> **What the task requires**:
In the records below, some lines hold the word "build". Copy each of those lines.

** Opening Data listing block **

PR #1698, opened 2020-11-20
aixPB: xlc16 changes

aixtools:
##### Checklist


ansible/playbooks/AdoptOpenJDK_AIX_Playbook/roles/xlc_v16/tasks/main.yml
```diff
@@ -13,37 +13,54 @@
...
-    src: /Vendor_Files/aix/XLC/XL_C_Cpp_FOR_AIX_V16.1_EMG.tar.Z
-    dest: /tmp
-    remote_src: no
-  when: xlc16.stat.islnk is not defined
-  tags: xlc16
+- name: Vendor File processing
+  block:
+    - name: Check for Vendor file
+      stat:
+        path: /Vendor_Files/aix/XLC/XL_C_Cpp_FOR_AIX_V16.1_EMG.tar.Z
```
Haroon-Khel, line 20: Same as https://github.com/AdoptOpenJDK/openjdk-infrastructure/pull/1697#discussion_r530986496

ansible/playbooks/AdoptOpenJDK_AIX_Playbook/roles/xlc_v16/tasks/main.yml
```diff
@@ -13,37 +13,54 @@
...
-  command: installp -aXYg -e /tmp/usr/install.log -d /tmp/usr/sys/inst.images all
-  register: result.xlc
-  ignore_errors: yes
-  when: xlc16.stat.islnk is not defined
-  tags: xlc16
+    - name: Install IBM XLC16 - installp
+      command: installp -aXYg -e /tmp/usr/install.log -d /tmp/usr/sys/inst.images all
+      register: _installp
+      ignore_errors: yes
+      when: _images.skipped == false
```
Haroon-Khel, line 35: I think the previous task has trouble registering "_images", despite the task succeeding, as it causes an error when trying to access "_images.skipped":
```
fatal: [p9-aix1-ojdk06.osuosl.org]: FAILED! => {"msg": "The conditional check '_images.skipped == false' failed. The error was: error while evaluating conditional (_images.skipped == false): 'dict object' has no attribute 'skipped'\n\nThe error appears to be in '/Users/hkhel/AdoptOpenJDK/openjdk-infrastructure/ansible/playbooks/AdoptOpenJDK_AIX_Playbook/roles/xlc_v16/tasks/main.yml': line 33, column 7, but may\nbe elsewhere in the file depending on the exact syntax problem.\n\nThe offending line appears to be:\n\n\n    - name: Install IBM XLC16 - installp\n      ^ here\n"
```

Haroon-Khel: I think because the previous task `name: Transfer and Extract XLC16` wasnt skipped, ansible doesnt add the `.skipped` attribute to `_images`

aixtools: I'll have to fake something - for when the files are there. Will take some time.

sxa (commented):
In the generic UNIX and Windows playbooks we have a tag `vendor_files` which can be skipped for anyone that doesn't have those files available - all roles that require it are tagged as such so they can be excluded.

I propose doing the same here with the AIX playbook as a preference to having to ignore errors.

aixtools:
ok. I'll look at those re: vendor_files. 

I'll still want to change the verification to use the ansible `stat:` command rather than execute `command: lslpp -L ...`

aixtools:
The logic seems to be quite different:
```
    - role: Get_Vendor_Files
      tags: [vendor_files, adoptopenjdk, jenkins_user, nagios_plugins, superuser]
```

I'll assume, for the moment, that the role `Get_Vendor_Files` only copies files over - whereas with AIX the vendor files are often being transferred and then something is done with them.

It can be done - but also requires a rewrite of everything (e.g., create an AIX `Get_Vendor_Files` role - to collect things, and then create when clauses to only do installs etc, if the copy of the vendor files is there for the later role.

I notice the later roles in UNIX and Windows do not have the vendor_files tag - but it looks like like lots of stat.vendor_files.exists conditionals.

I would prefer to:
short-term - make the roles less "hard-stop" if the vendor_files are not available (and also add the tag `locally` to skip over the copy and other actions if a --skip-tags argument is given.

long-term: - move all `get` actions to a single role that get executed early on - as UNIX and Windows playbooks do AND - adjust the roles that depend on vendor files to be able to work around the files are there, or not.

aixtools:
> 
> 
> In the generic UNIX and Windows playbooks we have a tag `vendor_files` which can be skipped for anyone that doesn't have those files available - all roles that require it are tagged as such so they can be excluded.
> 
> I propose doing the same here with the AIX playbook as a preference to having to ignore errors.

So, the current PR has the tag vendor_flags to skip the block - on purpose - but still being graceful about ignore_errors - as the installp command that followed also did the same.

ansible/playbooks/AdoptOpenJDK_AIX_Playbook/roles/xlc_v16/tasks/main.yml
aixtools: When not skipped, `variable`.skipped is not defined - so added a check that the variable is defined

ansible/playbooks/AdoptOpenJDK_AIX_Playbook/roles/xlc_v16/tasks/main.yml
```diff
@@ -2,47 +2,59 @@
...
+    path: /usr/lpp/xlCcmp.16.1.0.license
   register: xlc16
   tags: xlc16
 
-- debug:
+- name: Announce skip of download and installation
+  debug:
     msg: "xlc16 installed, skipping download and installation"
-  when: xlc16.stat.islnk is defined
+  when: xlc16.stat.isdir is defined and xlc.stat.isdir
```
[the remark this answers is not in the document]
aixtools: The error above is that one was xlc16.stat and the other a typo (xlc.stat).
I leave it double (isdefined, isTrue) because during my experiments with stat: I frequently ran into something such as xyz.stat.isdir failing because it was not defined - and that is not the same as false. -- correcting the typo

ansible/playbooks/AdoptOpenJDK_AIX_Playbook/roles/xlc_v16/tasks/main.yml
```diff
@@ -2,47 +2,59 @@
...
+
+    - debug: msg='Error messages from the installp command can be ignored.'
+      when: _installp is defined
 
-- debug: msg='Erorrs from the previous installp command normal'
+    - name: Clean XLC16 tmp files
+      file:
+        path: /tmp/usr
+        state: absent
+      when: _images.skipped == false
```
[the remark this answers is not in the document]
aixtools: likewise - this is similar - needs a conditional checking the variable 'is defined' - but I agree, can always be run without harm.

Haroon-Khel (commented):
The new changes run fine, both when xlc16 is and isnt on the machine. I dont think a build and test is necessary, but ill run one on ojdk06 just to be safe

aixtools:
> 
> 
> The new changes run fine, both when xlc16 is and isnt on the machine. I dont think a build and test is necessary, but ill run one on ojdk06 just to be safe

Your change request is satisfied?

sxa (approved):
LGTM :-)

karianna:
@aixtools you can merge this now when you're ready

** Closing Data listing block **

> **Response to this task**:
The new changes run fine, both when xlc16 is and isnt on the machine. I dont think a build and test is necessary, but ill run one on ojdk06 just to be safe
> The new changes run fine, both when xlc16 is and isnt on the machine. I dont think a build and test is necessary, but ill run one on ojdk06 just to be safe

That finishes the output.